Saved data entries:
PR #189, opened 2024-10-01
3.15 aarch64 test plan updates

mjurc:
* Updated QUARKUS-3007 to be more in line with what happened in 3.8
* Created followup test plan for OCP on aarch leftovers after 3.8 in QUARKUS-3446 test plan
* Created followup test plan for bare metal coverage in 3.15 in QUARKUS-4942 test plan

### Links

JIRA:
* https://issues.redhat.com/browse/QUARKUS-3007
* https://issues.redhat.com/browse/QUARKUS-3446
* https://issues.redhat.com/browse/QUARKUS-4942

Quarkus documentation: N/A

   - Logging
   - Tracing
   - Metrics
   - Security
   - OpenAPI
   - Data sources
   - Frontend
   - Qute

### DIFF
--- a/QUARKUS-3007.md
+++ b/QUARKUS-3007.md
@@ -7,34 +7,29 @@ for x86-64 architecture.
 
 For the purposes of planning, the following tasks therefore need to be executed (ordered by priority):
 * Same test coverage and certification matrix on OCP on aarch64 for both JVM and native mode as on OCP on x86-64 (see
-  https://issues.redhat.com/browse/QUARKUS-3446)
+  [QUARKUS-3446](QUARKUS-3446.md))
 * Certification of RHBQ native mode on OCP on aarch64
-* Certification of RHBQ in both JVM and native mode in the bare metal scenarios on aarch64
+* Certification of RHBQ in both JVM and native mode in the bare metal scenarios on aarch64 
+  (see [QUARKUS-4942](QUARKUS-4942.md))
 
 ## Scope of the testing
 
 ### General
-* Catch-up on the test coverage on OCP to be same for aarch64 as it is for x86-64
-  * Enabling Serverless tests in `openshift-arm` profile once RH Serverless supports aarch64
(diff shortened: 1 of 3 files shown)


QUARKUS-3007.md
```diff
@@ -65,34 +58,31 @@ execution. We should consider moving the jobs to the same pipeline, managing its
...
-  * For machine time, parallelism in execution should be established. The spin up of beaker machines does not take that
-    long in trials, but we don't have any significantly large sample size yet to say how it will look in long term.
+  * Beaker and OCP provisioning run in parallel and complete within 2 hours.
+  * Test jobs execute in parallel with x86-64 coverage on different machine quota.
+  * Running in parallel with x86-64 coverage, the pipeline should finish within 10 hours.
   * For people/investigation time, this depends on how different JDK and test services act on aarch64. So far, 
     significant functional bugs were not present on aarch64. All the issues historically were related to either missing
-    test services or missing productized dependencies. For native applications, we have no baseline to base our
-    estimates upon.
+    test services or missing productized dependencies.
```
rsvoboda, line 82: Can you pls add overall time impact? So people do not need to sum the times mentioned above.

To me the implication is that the execution takes basically one work day. Investigation may trigger additional day or more, depending on the distribution of the failures and their root cause.

mjurc: I think I've added the execution estimation here - https://github.com/quarkus-qe/quarkus-test-plans/pull/189/files#diff-a60880627ee368f2d459af8d31ad2032f9e95d54958b619d3b73887a746efbdfR78. Basically it doesn't stretch the execution of extended platforms testing pipeline, since it runs in parallel on different infra, but it can run for a while.

Actually, I will remove the line about investigation. This here is the same as for regular bare-metal/OCP testing. There's nothing different here, and I don't think there's a useful estimation to be made here independent on the builds.

rsvoboda (approved):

§ **What the task asks**
Every line in the data that holds the string "estimation" should be copied.

§ **Solved problem**
mjurc: I think I've added the execution estimation here - https://github.com/quarkus-qe/quarkus-test-plans/pull/189/files#diff-a60880627ee368f2d459af8d31ad2032f9e95d54958b619d3b73887a746efbdfR78. Basically it doesn't stretch the execution of extended platforms testing pipeline, since it runs in parallel on different infra, but it can run for a while.
Actually, I will remove the line about investigation. This here is the same as for regular bare-metal/OCP testing. There's nothing different here, and I don't think there's a useful estimation to be made here independent on the builds.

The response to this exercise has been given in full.